Say I want to extract the first word (or floating point number) that follows a given string found in some text file (see http://stackoverflow.com/questions/3549877/how-to-extract-the-first-word-that-follows-a-string). I know you can do it with perl, or sed, and probably many other ways. I am looking for performance. What is the fastest way to parse?
As with most similar questions, I would implement your particular case and measure it using a selection of applicable tools.
You may find that other factors skew your figures e.g. speed to open/read file etc. and so a technology recommendation would be worthless.
I'd bet, if it's really a simple case (no real regular expression involved), C would win (memchr() and friends), otherwise TCL would be a strong contender, followed by Perl (latter requires good crafting skills for regular expression design).
Addendum: reading your description again (and the accompanying link), I'd say you should test some tools and compare the results. Can you provide an input file for us (somewhere) and specify the exact problem based on that file?
Addendum 2 (for Feynman): I saved this site (~44KB, 'sof.dat') and performed a repeated search test (as you proposed: "site design /") in Perl. This is the code used:
...
use Benchmark qw' timeit timestr ';
{
open my $fh, '<', 'sof.dat' or die $!;
undef $/;
our $data = <$fh>;
close $fh;
my $count = 100000;
my $t = timeit($count, ' $data =~ m|site design /| ? 1 : 0 ' );
print "$count loops of code took:", timestr($t),"\n";
}
...
With my setup (2,4GHz E6600, Win7, Activeperl), the following timings came out:
100000 loops of code took: 1 wallclock secs ( 1.36 usr + 0.00 sys = 1.36 CPU) @ 73746.31/s (n=100000)
which means, I can find this text in this page about 74 thousand times per second.
If I include the full file processing:
use Benchmark qw' timeit timestr ';
{
my $count = 10000;
my $t = timeit($count, q{
open my $fh, '<', 'sof.dat' or die $!;
undef $/;
our $data = <$fh>;
close $fh;
$data =~ m|site design /| ? 1 : 0
} );
print "$count loops of code took:", timestr($t),"\n";
}
we'll get only:
10000 loops of code took: 3 wallclock secs ( 1.70 usr + 1.51 sys = 3.21 CPU) @ 3110.42/s (n=10000)

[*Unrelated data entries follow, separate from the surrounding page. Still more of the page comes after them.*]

PR #2487, opened 2023-01-25
Add Responsive props

mickaelzhang:
## Screenshot / video

## What does this do?

- Give the reviewers context

### DIFF
--- a/src/utils/responsiveProp.ts
+++ b/src/utils/responsiveProp.ts
@@ -1,0 +1,47 @@
+const breakpointToMinPxMapping = {
+  small: 0,
+  medium: 768,
+  large: 1024,
+} satisfies Record<string, number>
+
+type Breakpoint = keyof typeof breakpointToMinPxMapping
+const breakpointList = Object.keys(breakpointToMinPxMapping) as Breakpoint[]
+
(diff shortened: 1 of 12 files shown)


src/utils/responsiveProp.ts
```diff
@@ -0,0 +1,47 @@
...
+    value !== null &&
+    breakpointList.includes(Object.keys(value)[0] as any)
+  )
+}
+
+export const resolveResponsiveProp = <PropValue>(
+  value: ResponsiveProp<PropValue>,
+  styleTemplate: (value: PropValue) => string,
+) => {
+  if (!isPropByBreakpoint(value)) {
```
fleonard, line 27: oh so this is what you were mentioning around having to set it in a media query anyway just to keep the correct order of the styles.

fleonard (approved):

src/utils/responsiveProp.ts
mickaelzhang: Yeah, you can try to remove the media query, it will change the behaviour

fleonard: So I guess we just need to be sure if we wanna add more breakdpoints to have the lowest one always at 0 for this edge case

about 3 thousand search/find passes per second.
Regards
rbo
Most of the time you will be reading the string from the disk, or even worse, reading it from network, and that is already orders of magnitude slower than any sane way of searching you choose. Having said that, if your string is already in memory, and you know your search term up front, regular expressions (real FSM-based ones, not Perl's) are guaranteed to work in time linear to the input size -- so anything faster is only going to be faster by a constant factor. There is a fast regular expression engine library called re2.
If you're looking for a fixed string, you probably want to search for it using something like Boyer-Moore or Boyer-Moore-Horspool (for the latter, I'd recommend Ray Gardner's implementation). Note that B-M and B-M-H are both sublinear. Regular expressions, by contrast, are linear at best1, and many implementations (those that use backtracking) are quadratic.
The next step is to ensure you're reading the data into memory as quickly as possible. In reality, this is typically going to be the bottleneck. Unfortunately, to deal well with the bottleneck, you typically have to use some non-portable code. Under Linux, mmap
tends to be about your best bet, while under Windows you're usually better off reading large chunks at a time, and invoking CreateFile
with the FILE_FLAG_NO_BUFFERING
flag. It's also worth using I/O completion ports (IOCP) to carry out the reading, so you can carry out the searching and the reading in parallel.
1In theory it would be possible to write an RE engine that did sublinear searching for the right kinds of patterns -- but if there's any that actually does, I'm not aware of it.